── Given entries

PR #2482, opened 2022-11-10
Send payments to blinded routes

t-bast:
Since blinded routes have to be used from start to end and are somewhat similar to Bolt 11 routing hints, we model them as an abstract single hop during path-finding. This makes it trivial to reuse existing algorithms without any modifications.

We then add support for paying blinded routes. We introduce a new type of recipient for those payments, that uses blinded hops and creates onion payloads accordingly. There is a subtlety in the case where we're the introduction of the blinded route: when that happens we need to decrypt the first payload to figure out where to send the payment.

When we receive a failure from a blinded route, we simply ignore it in retries: we don't know what caused the issue so we assume it's permanent, which makes sense in most cases since we cannot change the relaying parameters (fees and expiry delta are chosen by the recipient).

By building on top of #2480, the change is quite easy to review and doesn't impact the payment state machines much. I've added a lot of e2e tests #2490, where the error handling has (finally) been correctly implemented.

This is an alternative to #2467: what I didn't like in that PR were:

- the new `Partial` payment onion class, which is a clear layering violation and requires reviewers to look at the whole flow of code to verify that this object contains the right data (it's quite foot-gunny because a tlv stream isn't strongly typed, it may records you don't expect...)
- the complexity of `PaymentPacket.scala`, which became very hard to read
- the use of a `ShortChannelId` in blinded hops, which was hiding subtle issues

I tried to build on top of #2467 at first, but when I realized that it was important to add the new abstraction proposed in #2480, it was impossible to do. I did pick a lot of the code from that PR though, most of the actual business logic is the same, it's just the abstractions that are different.


eclair-core/src/main/scala/fr/acinq/eclair/payment/send/Recipient.scala
```diff
@@ -0,0 +1,231 @@
...
+object BlindedRecipient {
+  def apply(invoice: Bolt12Invoice, totalAmount: MilliSatoshi, expiry: CltvExpiry, customTlvs: Seq[GenericTlv]): BlindedRecipient = {
+    val extraEdges = invoice.blindedPaths.zip(invoice.blindedPathsInfo).map {
+      case (route, info) =>
+        // We don't know the scids of channels inside the blinded route, but it's useful to have an ID to refer to a given
+        // edge in the graph, so we create a dummy one for the duration of the payment attempt.
+        val dummyId = ShortChannelId.generateLocalAlias()
+        Invoice.BlindedEdge(dummyId, invoice.nodeId, route, info)
+    }
+    BlindedRecipient(invoice.nodeId, invoice.features, totalAmount, expiry, extraEdges, customTlvs)
```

────

| Task to complete |
Go through the listing above and copy each line where the string "ShortChannelId" appears.

| Solution |
- the use of a `ShortChannelId` in blinded hops, which was hiding subtle issues
+        val dummyId = ShortChannelId.generateLocalAlias()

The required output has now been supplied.